-- Opening Marker --

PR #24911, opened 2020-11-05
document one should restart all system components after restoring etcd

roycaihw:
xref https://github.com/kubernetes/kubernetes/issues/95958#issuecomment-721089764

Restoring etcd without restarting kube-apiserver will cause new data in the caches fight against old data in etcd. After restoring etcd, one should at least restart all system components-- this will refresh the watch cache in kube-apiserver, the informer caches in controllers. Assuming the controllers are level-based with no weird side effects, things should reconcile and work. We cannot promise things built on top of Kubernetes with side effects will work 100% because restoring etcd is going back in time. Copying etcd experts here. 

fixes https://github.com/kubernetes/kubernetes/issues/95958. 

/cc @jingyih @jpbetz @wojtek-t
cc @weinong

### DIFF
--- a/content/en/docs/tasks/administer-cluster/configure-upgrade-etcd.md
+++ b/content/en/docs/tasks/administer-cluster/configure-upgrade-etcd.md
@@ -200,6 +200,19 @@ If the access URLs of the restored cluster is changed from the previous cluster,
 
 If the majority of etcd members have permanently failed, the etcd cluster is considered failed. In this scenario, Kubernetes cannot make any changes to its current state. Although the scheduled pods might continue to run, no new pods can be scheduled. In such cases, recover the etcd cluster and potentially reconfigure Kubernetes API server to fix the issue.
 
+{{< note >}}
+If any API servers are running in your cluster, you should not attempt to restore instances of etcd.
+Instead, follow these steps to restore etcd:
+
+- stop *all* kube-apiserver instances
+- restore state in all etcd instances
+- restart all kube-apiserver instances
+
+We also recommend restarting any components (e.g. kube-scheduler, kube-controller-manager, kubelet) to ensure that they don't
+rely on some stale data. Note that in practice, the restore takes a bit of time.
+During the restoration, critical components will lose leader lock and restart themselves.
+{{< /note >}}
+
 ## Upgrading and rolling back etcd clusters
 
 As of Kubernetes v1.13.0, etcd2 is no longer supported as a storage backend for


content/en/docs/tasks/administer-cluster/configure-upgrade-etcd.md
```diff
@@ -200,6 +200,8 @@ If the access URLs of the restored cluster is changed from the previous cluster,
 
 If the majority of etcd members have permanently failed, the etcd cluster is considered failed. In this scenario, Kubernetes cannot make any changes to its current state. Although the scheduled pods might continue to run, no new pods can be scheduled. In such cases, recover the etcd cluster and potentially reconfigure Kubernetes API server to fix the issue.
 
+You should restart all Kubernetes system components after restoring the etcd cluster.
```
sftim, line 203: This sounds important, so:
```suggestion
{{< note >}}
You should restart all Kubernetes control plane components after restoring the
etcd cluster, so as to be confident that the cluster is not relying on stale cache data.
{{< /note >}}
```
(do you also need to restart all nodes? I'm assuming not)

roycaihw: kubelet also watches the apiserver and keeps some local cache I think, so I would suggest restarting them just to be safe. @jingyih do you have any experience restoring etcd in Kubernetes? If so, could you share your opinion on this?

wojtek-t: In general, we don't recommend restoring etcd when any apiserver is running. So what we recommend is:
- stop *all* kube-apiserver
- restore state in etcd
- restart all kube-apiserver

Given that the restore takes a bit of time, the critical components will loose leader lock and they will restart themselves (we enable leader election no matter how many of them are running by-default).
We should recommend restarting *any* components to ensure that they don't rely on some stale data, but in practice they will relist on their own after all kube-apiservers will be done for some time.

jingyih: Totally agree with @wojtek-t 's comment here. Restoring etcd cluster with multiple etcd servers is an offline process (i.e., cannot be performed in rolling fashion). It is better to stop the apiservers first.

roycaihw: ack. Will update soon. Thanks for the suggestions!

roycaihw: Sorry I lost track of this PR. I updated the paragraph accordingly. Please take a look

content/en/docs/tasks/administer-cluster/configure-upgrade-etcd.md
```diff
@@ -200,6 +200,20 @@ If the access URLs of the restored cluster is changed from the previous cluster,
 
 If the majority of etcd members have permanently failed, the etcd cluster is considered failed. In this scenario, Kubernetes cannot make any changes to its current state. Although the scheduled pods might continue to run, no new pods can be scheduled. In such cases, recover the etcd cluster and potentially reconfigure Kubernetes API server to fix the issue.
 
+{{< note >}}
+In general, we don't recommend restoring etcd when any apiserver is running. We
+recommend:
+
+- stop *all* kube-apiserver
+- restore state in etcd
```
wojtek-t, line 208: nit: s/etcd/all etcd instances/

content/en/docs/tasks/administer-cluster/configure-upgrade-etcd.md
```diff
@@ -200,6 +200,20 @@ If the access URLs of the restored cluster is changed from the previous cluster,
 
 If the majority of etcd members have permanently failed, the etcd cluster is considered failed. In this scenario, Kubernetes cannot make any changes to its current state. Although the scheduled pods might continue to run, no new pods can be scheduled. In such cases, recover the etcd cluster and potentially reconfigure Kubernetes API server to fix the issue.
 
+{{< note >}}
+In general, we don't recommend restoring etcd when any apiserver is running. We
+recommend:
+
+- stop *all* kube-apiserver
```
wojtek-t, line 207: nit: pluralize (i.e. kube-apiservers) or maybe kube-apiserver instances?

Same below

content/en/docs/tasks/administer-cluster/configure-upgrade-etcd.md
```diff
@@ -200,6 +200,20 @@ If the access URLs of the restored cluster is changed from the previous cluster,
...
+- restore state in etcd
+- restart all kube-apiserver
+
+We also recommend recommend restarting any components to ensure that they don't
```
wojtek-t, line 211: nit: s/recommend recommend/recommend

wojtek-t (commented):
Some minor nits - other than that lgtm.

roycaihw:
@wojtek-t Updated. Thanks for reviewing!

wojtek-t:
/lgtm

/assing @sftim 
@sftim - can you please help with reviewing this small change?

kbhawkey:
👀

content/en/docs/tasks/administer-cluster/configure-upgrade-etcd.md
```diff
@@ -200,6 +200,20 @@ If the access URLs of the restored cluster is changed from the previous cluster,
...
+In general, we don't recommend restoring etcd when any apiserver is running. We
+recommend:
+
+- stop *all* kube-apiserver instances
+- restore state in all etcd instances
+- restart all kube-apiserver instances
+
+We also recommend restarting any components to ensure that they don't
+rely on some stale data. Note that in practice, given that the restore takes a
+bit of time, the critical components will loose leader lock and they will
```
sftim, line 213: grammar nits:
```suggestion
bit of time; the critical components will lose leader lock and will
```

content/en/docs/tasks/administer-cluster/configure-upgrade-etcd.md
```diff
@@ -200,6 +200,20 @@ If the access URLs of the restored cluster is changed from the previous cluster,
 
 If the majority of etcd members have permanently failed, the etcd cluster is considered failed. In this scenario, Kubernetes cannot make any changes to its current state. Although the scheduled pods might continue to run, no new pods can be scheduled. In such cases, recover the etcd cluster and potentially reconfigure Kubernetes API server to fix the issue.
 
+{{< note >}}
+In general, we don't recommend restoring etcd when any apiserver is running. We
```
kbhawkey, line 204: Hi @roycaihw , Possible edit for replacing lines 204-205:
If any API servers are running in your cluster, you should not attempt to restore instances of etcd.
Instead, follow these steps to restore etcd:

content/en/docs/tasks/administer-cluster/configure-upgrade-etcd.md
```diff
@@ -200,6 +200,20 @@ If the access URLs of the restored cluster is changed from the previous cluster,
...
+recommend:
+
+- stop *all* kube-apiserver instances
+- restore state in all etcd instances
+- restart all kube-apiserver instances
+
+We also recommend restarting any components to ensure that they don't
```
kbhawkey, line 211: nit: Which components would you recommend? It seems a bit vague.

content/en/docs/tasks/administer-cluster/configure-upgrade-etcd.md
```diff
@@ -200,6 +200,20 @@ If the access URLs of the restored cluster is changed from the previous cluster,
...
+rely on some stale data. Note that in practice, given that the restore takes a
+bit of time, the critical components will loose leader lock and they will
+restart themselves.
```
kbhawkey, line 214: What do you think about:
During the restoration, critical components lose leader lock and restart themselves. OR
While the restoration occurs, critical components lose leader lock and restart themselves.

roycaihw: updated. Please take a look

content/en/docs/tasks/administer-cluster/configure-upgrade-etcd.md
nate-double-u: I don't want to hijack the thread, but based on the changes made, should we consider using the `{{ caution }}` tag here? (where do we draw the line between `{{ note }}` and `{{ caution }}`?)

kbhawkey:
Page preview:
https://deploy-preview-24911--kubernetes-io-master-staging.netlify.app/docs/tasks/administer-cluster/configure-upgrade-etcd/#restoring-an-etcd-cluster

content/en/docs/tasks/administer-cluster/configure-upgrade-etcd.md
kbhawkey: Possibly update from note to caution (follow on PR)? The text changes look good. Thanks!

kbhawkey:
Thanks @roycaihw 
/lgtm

-- Closing Marker --

- What this task involves: Search the records above for the string "caution". Report each line that has it.

- Answer space:
nate-double-u: I don't want to hijack the thread, but based on the changes made, should we consider using the `{{ caution }}` tag here? (where do we draw the line between `{{ note }}` and `{{ caution }}`?)
kbhawkey: Possibly update from note to caution (follow on PR)? The text changes look good. Thanks!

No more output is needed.